— Required action —
Copy out all lines of the material below in which "automateBranch" occurs.

— Record set —
· · · ·

PR #2136, opened 2023-02-01
Testing out uffizzi previews

anoek:
Add a little color to the site

### DIFF
--- a/Gulpfile.js
+++ b/Gulpfile.js
@@ -8,6 +8,7 @@ let BACKEND = process.env.OGS_BACKEND || "BETA";
 const spawn = require("child_process").spawn;
 const fs = require("fs");
 const gulp = require("gulp");
+const path = require("path");
 const execSync = require("child_process").execSync;
 const livereload = require("gulp-livereload");
 const stylus = require("gulp-stylus");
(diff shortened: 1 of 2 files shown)


anoek:
@waveywaves is a fast failure on "[Use Remote Workflow to Preview on Uffizzi / Create, Update, or Delete Preview on Uffizzi](https://github.com/online-go/online-go.com/actions/runs/4067471571/jobs/7004858834#logs)" with an error message "No compose file passed and no deployment found. No operation." an expected thing when first pushing? I don't see a red x here but I'm getting that job failure message still

https://github.com/online-go/online-go.com/actions/runs/4067471571/jobs/7004858834

anoek:
Looks like it's getting close to working, exciting stuff! https://pr-2136-deployment-13116-online-go-com.app.uffizzi.com/ still shows that several of the built resources aren't being served though, FYI @waveywaves

anoek:
It looks like the resources are being requested on port 8080 explicitly instead of just the same domain, however even using the same url without the port specification (which *should* work I think) is not resolving and is just returning the fall through case where we just return the index html file, so I'm thinking it can't find those static assets either. I think both of those will need to be fixed. 

I can take a stab at trying to get those resolved.

anoek:
Success! Thanks for getting all of that put together @waveywaves!

anoek:
> > is a fast failure on "[Use Remote Workflow to Preview on Uffizzi / Create, Update, or Delete Preview on Uffizzi](https://github.com/online-go/online-go.com/actions/runs/4067471571/jobs/7004858834#logs)" with an error message "No compose file passed and no deployment found. No operation." an expected thing when first pushing? I don't see a red x here but I'm getting that job failure message still
> 
> https://github.com/online-go/online-go.com/actions/runs/4067471571/jobs/7004858834
> 
> I believe you are right. I am escalating this to the team, there has got to be a better way to handle this.

FTR this doesn't seem to be happening now, maybe something got fixed along the way during a merge or something? Not sure, but regardless it seems to be working without error for these past couple of test PRs, so hooray!

Thanks again for putting together the feature, and thanks uffizzi for making the service, it will be very useful :)

PR #2152, opened 2023-02-14
Copy analysis branch to conditional move planner

### LINKED ISSUE #239: Allow branches to be instantly copied from 'Analyze Mode' to 'Conditional Move Planner', or merge the Analyzer with the Planner
It is not uncommon for me to make plans in 'Analyze Mode', and then manually copy them to the 'Conditional Move Planner', move by move. After all, if I tested branches while in the 'Conditional Move Planner', I would have to delete often.
It would be nice to be able to click a button to make a branch in 'Analyze Mode' to make the branch a conditional move plan.
If we add this feature, we may as well also show in 'Analyze Mode' which branches are conditional move plans by highlighting them and moving them closer to the main branch than everything which is not a conditional move plan.
Then may as well have a button in 'Analyze Mode' to remove a move and its branches from the 'Conditional Move Planner'.
At this point, we can remove the 'Conditional Move Planner' because all of its features have been absorbed by 'Analyze Mode'. Another advantage to merging the Analyzer and the Planner is that it would allow conditional move plans that can deal with passes.

turtoise0:
Fixes #239 and https://forums.online-go.com/t/could-we-go-straight-from-analyse-to-plan-conditional/12605?u=turtoise

## Proposed Changes

  - Adds a button that copies the selected analysis branch to the conditional move planner

### DIFF
--- a/src/views/Game/PlayControls.tsx
+++ b/src/views/Game/PlayControls.tsx
@@ -1199,10 +1199,22 @@ function automateBranch(goban: Goban): void {
     // TODO: check player to move?
 
     const before = goban.conditional_tree.duplicate();
-    const tree = diffToConditionalMove(diff.moves);
+    const tree = mergeConditionalTrees(before, diffToConditionalMove(diff.moves));
+
     goban.setConditionalTree(tree);
     goban.saveConditionalMoves();
     goban.setConditionalTree(before);
     toast(<div>{_("Copied branch to the conditional move planner")}</div>, 2000);
-    // TODO: don't delete existing conditional moves
+}
+
+// Merges two conditional trees into one. If there are conflicts, the branch in
+// `b` overwrites the one in `a`.
+function mergeConditionalTrees(a: GoConditionalMove, b: GoConditionalMove): GoConditionalMove {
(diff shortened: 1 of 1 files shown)


src/views/Game/PlayControls.tsx
```diff
@@ -749,6 +750,17 @@ export function AnalyzeButtonBar({
                     <i className="ogs-label-x"></i>
                 </button>
             </div>
+            {(!is_review || null) && (
+                <div className="btn-group">
+                    <button
+                        onClick={() => automateBranch(goban)}
+                        title={_("Copy branch to conditional move planner")}
+                        disabled={goban.engine.rengo}
```
anoek, line 758: Should we add `data.get("user").id === currentPlayer(goban)` in this disabled statement too so the button is disabled if it's your move to make, or does that cause problems as we progress through the moves?

turtoise0: There shouldn't be any problems. Also, maybe we should hide the button from rengo players since the button doesn't ever get enabled in rengo games?

anoek:
Awesome, thanks @turtoise0 !

PR #2158, opened 2023-02-17
Don't talk about email validation in chat placeholder text

GreenAsJade:
Fixes misunderstandings about what really is required to chat.

## Proposed Changes

Just talk vaguely about "account validation"  😄

### DIFF
--- a/src/components/Chat/ChatLog.tsx
+++ b/src/components/Chat/ChatLog.tsx
@@ -559,7 +559,7 @@ function ChatInput({
             autoFocus={autoFocus}
             placeholder={
                 !user.email_validated
-                    ? _("Chat will be enabled once your email address has been validated")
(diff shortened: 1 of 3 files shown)


anoek:
Hmm, on the one hand the change is more accurate, but otoh talking about the email address gives the user a clear indication about what they need to do in order to chat (other than wait a day.)

GreenAsJade:
How about that!   I nearly put this change in with the other one I was doing, but then thought "hang on this is independent"!
 

😎

Yeah I agree,.

GreenAsJade:
I've remembered why this caught my attention in the first place: it's what spectators see when they arrive at the lobby of an OOL game and they aren't logged in.

And the reason for this is that `ChatLog` in particular doesn't check if we're logged in, in the way that GameChat does.

So different fix needed.

PR #2159, opened 2023-02-17
Ool spectators landing update

GreenAsJade:
Fixes confusion from players who arrive here not realising it is the spectator page.

And makes it match the player page improved layout.

## Proposed Changes

Make spectators see basically what players see, except the I'm ready button.

Needs: https://github.com/online-go/ogs/pull/1788


anoek:
Nice, thanks!

PR #2161, opened 2023-02-17
Say "reported by" instead of "reporting user"

GreenAsJade:
Fixes potential confusion about who did what

## Proposed Changes

Say "reported by" instead of "reporting user"


anoek:
:+1:

PR #2169, opened 2023-02-21
Don't show analysis-conditional button in finished games

turtoise0:
## Proposed Changes

 The "copy branch to the conditional move planner" button was being shown in finished games. This PR fixes this.


anoek:
Thanks for the fix!

PR #2174, opened 2023-02-27
Rating calc

shinuito:
## Proposed Changes

  - Adds a new page containing a Glicko 2 rating calculator linked in the nav bar under "Tools".
  - Can input rating, deviation and volatility manually to see new ratings or autofill using player autocomplete, recycled from Game History table component.
  - Code is based on python code in https://github.com/online-go/goratings/tree/master/goratings/math, but converted to javascript/typescript with some liberties taken. Global constants and configure functions were added in as parts of the class and methods - unsure if that's the best idea or not.
  - Can choose handicap between 0 and 9 inclusive, exports get_handicap_adjustment from rank_utils.
  - Unit tests aded again based on https://github.com/online-go/goratings/tree/master/unit_tests and thanks to @benjaminpjones for the CI steps.
  - gor functions currently unused by the calculator, but one could set up a gor calculator if one wanted, similarly I imagine (could be nice for comparison for instance at some point).
  - The layout and design could probably be improved by someone with better css and imagination :)

Images:

Nav bar icon:

</img>

Example form filling and calculation from beta:
</img></img> 

Random amybot-ddk game calculation comparison:

</img></img> 

Black player:
image

amybot (wins):
image


shinuito:
Based on request here https://forums.online-go.com/t/a-small-experiment-on-ogs-new-player-ranking/46810/6?u=shinuito

Generally there's a lot of questions about ratings, whether one can reach a certain rank by beating people of another rank, how much rating points you might lose to a new account and so on.

shinuito:
Good questions :)

> I noticed if either of the players are blank, clicking the "Use Players" button doesn't fill in the player that is not blank, it just doesn't do anything, would it be troublesome to make that so it just fills in the player that's provided?

I can have a look at doing that now - feels like it should be easy enough.
 
> Do we need the "Use Players" button, or would it make sense to simply fill in the current parameters if the player changes?

I guess it depends on whether one imagines mistyping and getting the wrong players, or accidentally overriding numbers on the wrong side and whether it's a hassle to refill in some of these numbers, whether they were manually typed in or not.

So more of a perspective of having to confirm a mistake vs an immediate update wipe away something you didn't want it to.

It's probably not really an issue.

> Instead of a calculate button, should we just automatically calculate if any of the parameter fields changes?

I suppose we could, whenever it's a number - ignoring partially typing in a decimal point. It might be distracting in one sense, if it keeps updating as you're typing, but in another sense it might be more fun for experimenting quickly.

> Should we default either the white or black player to the current player (if the user is logged in) ?

That's an interesting idea - one could default both even maybe, if one presumes that people likely want to compare themselves to something/someone and then they just have to delete one field.

I'll experiment with it a bit and push an update. 

Maybe another idea might be a toggle to swap the ratings to ranks like in the ratings tabels, but I'm not sure how that might work.

shinuito:
> I noticed if either of the players are blank, clicking the "Use Players" button doesn't fill in the player that is not blank, it just doesn't do anything, would it be troublesome to make that so it just fills in the player that's provided?

This should be implemented now, changing logic of the checks, and setting state conditional on what's defined.

> Do we need the "Use Players" button, or would it make sense to simply fill in the current parameters if the player changes?

I've added the `fill_player_info` function to the setState as a callback, so this updates as soon as the autocomplete completes and after the state is set I believe.

> Instead of a calculate button, should we just automatically calculate if any of the parameter fields changes?

I've added the `compute_new_ratings` function to the setStates as a callback, so this updates once the input boxes change from a manual change. I've also added the `compute_new_ratings` function as a callback within the setStates of the `fill_player_info` functions. The idea would be if the autocomplete finishes it then calls `fill_player_info` which updates the input boxes, and when that's done it computes a ratings update.

> Should we default either the white or black player to the current player (if the user is logged in) ?

I've defaulted both players to the user if they're logged in (checking if id is positive, which I hope is ok?).

Let me know how it feels testing it out anyway, and happy to make any more changes. The issue I was running into with the set states, was that I couldn't use componentDidUpdate with my functions because they get into a setState loop, so I settled on the callbacks idea.

anoek:
Very cool :) I'll get this merged soon. Thanks for making this!

anoek:
You know, the thing you're going to get asked for right away is to see the conversion to ranks too. Is that something you want to do as well, or should we deploy it and see if it's an ask first?

For those we usually just do `rankString(rating_to_rank(rating, deviation), true)` 
https://github.com/online-go/online-go.com/blob/devel/src/lib/rank_utils.ts#L211 
https://github.com/online-go/online-go.com/blob/devel/src/lib/rank_utils.ts#L77

shinuito:
> You know, the thing you're going to get asked for right away is to see the conversion to ranks too. Is that something you want to do as well, or should we deploy it and see if it's an ask first?

I didn't have much time at the weekend, mostly away from my laptop. Yeah I can have a look at it.

> For those we usually just do `rankString(rating_to_rank(rating, deviation), true)` https://github.com/online-go/online-go.com/blob/devel/src/lib/rank_utils.ts#L211 https://github.com/online-go/online-go.com/blob/devel/src/lib/rank_utils.ts#L77

I'm thinking that if this produces the r ± d type string, then I can just include it below each collection or something, rather than duplicating everything, or complicating it by making it that you can compute starting from ranks etc.

I'll have a look at it this evening probably :)

shinuito:
I've added in the conversion to ranks in the format of 

https://github.com/online-go/online-go.com/blob/2ccee72a3ce88bd0d1321687306b4983dacf00b1/src/components/ProfileCard/ProfileCard.tsx#L55-L58

and similar by using the output of `getUserRating` since that's what's used above

https://github.com/online-go/online-go.com/blob/c9b1feb0eb544c31c2a530ce3e7da6f522fdaab8/src/lib/rank_utils.ts#L137

I've tried to limit handicaps to integers. It was working fine with non-integer values, and large handicaps but I suppose it makes sense to keep it relevant :)

Let me know again what you think

BHydden:
The rating calc currently shows players losing rating points if they lose against a [?] player.

I thought I remembered @anoek saying this isn't the case?

anoek:
Well two things, one calculator is not running all of the possible scenarios when ratings aren't applied to one or another.

The second though is that might have been true some time ago but I think as of v5 you still gain/lose some points, the deviation system pretty much makes that a moot point though, which is probably why it's not a thing with v5.

BHydden:
Good to know, thanks for clarifying 👍

kobakitty:
Just noticed that the calculator isnt listed anywhere on mobile version. 
IMAGE 2023-04-01 17:17:29

BHydden:
I see it between SGF Library and Announcement Centre 🤔
Still shows for me even when not signed in.

Try refreshing? Maybe clear your cache?

kobakitty:
ah yeah.... now i see it ^_^

i kinda feel like an idiot for not trying that first xD

PR #2180, opened 2023-03-04
Say in the console why we are getting 400 from the server

GreenAsJade:
I thought declaring the `get` as void would basically quiet everything, but apparently not, so at least now it says in the console what's going on.

### DIFF
--- a/src/views/Game/PlayerCards.tsx
+++ b/src/views/Game/PlayerCards.tsx
@@ -229,17 +229,25 @@ function PlayerCard({
     const show_next_game_arrows = user.is_moderator && game_id && !hide_next_game_arrows;
 
     const jumpToPrevGame = () => {
-        void get(`games/${game_id}/prev/${player.id}`).then((body) => {
-            const prev_game = body.id;
-            browserHistory.push(`/game/${prev_game}`);
-        });
+        get(`games/${game_id}/prev/${player.id}`)
+            .then((body) => {
+                const prev_game = body.id;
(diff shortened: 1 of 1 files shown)


GreenAsJade:
I think I'm not a fan of Uffuzzi comments in github issues ... it's a bit of unnecessary spam...

BHydden:
> I think I'm not a fan of Uffuzzi comments in github issues ... it's a bit of unnecessary spam...

They're not in issues, only pull requests, and the link is to a live implementation of the committed code, so you don't have to clone everyone's repo to test if a new change breaks anything.

GreenAsJade:
Yeah, I know what they are, but it's a shame that they appear as comments, which send email notification...

BHydden:
Only one per PR 🤷‍♂️ I think the benefit highly outweighs the (very slight) inconvenience personally

GreenAsJade:
No each email in this discussion is unique.

I wonder if we could throw Uffuzi into the build pipeline and have the URL always available in the build check details...

anoek:
Thanks for the clarification!

GreenAsJade:
I realised just now that the reason Uffuzi emails are a pain in the neck is because it used to be the case that when you get an email from git immediately after a PR, it's because the build failed.

Now I get an email from git, and it's "whoa - what! .... Oh, that again".

BHydden:
You don't sit on the git page waiting for the test to finish? Wow what confidence!  😅

GreenAsJade:
It takes quite a while these days...

PR #2184, opened 2023-03-08
use useUser in ChatLog (for tidier mocking)

GreenAsJade:
Fixes needing to `data.set(user` as well as mock `useUser`, at least for `ChatLog`

## Proposed Changes

use `useUser` instead of `data.get(user)`


anoek:
Thanks!

PR #2186, opened 2023-03-09
Add clear command ahead of jest in npm run test

GreenAsJade:
Fixes difficulty seeing which output is new and which is from before.

## Proposed Changes

Clear the terminal screen before running jest.


benjaminpjones:
Hmm I can see how this is useful, but I feel like devs should get to decide when to `clear` the terminal..

Some tangentially relevant numbers, ngl I'm surprised `clear &&` has as many hits as it does!

- ["test": "jest",](https://github.com/search?q=%2F%22test%22%3A+%22jest%22%2F+path%3Apackage.json&type=code&ref=advsearch) 198k hits
- ["test": "clear && jest",](https://github.com/search?q=%2F%22test%22%3A+%22clear+%26%26+jest%22%2C%2F+path%3Apackage.json&type=code&ref=advsearch) 54 hits

GreenAsJade:
Hmm - I guess it depends who "devs" is ;)

When it's "just me" writing tests, then I feel like I get to decide this by doing it the easiest way possible ;)

If it is "you and me" then let's discuss.

When a third party starts doing UI tests, and objects to the screen being cleared, let's parameterize it ... after the party 🥳

benjaminpjones:
> If it is "you and me"

Obviously it's this case 😄 I'll just come out and say it - I don't want my terminal clearing every time I run the tests.  The only reason I shared the GitHub numbers was to show I'm not a wacko for preferring that...

GreenAsJade:
Hah - now we know.

Since I never type the command, it doesn't matter what it is (I just type uparrow) ... so I gave myself a different one 😇

PR #2191, opened 2023-03-10
Suppress wearerequired/lint-action

benjaminpjones:
It's not working on forks (that was the whole point!) will look into it later


anoek:
Sounds good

· · · ·

— Result of this task —
@@ -1199,10 +1199,22 @@ function automateBranch(goban: Goban): void {
+                        onClick={() => automateBranch(goban)}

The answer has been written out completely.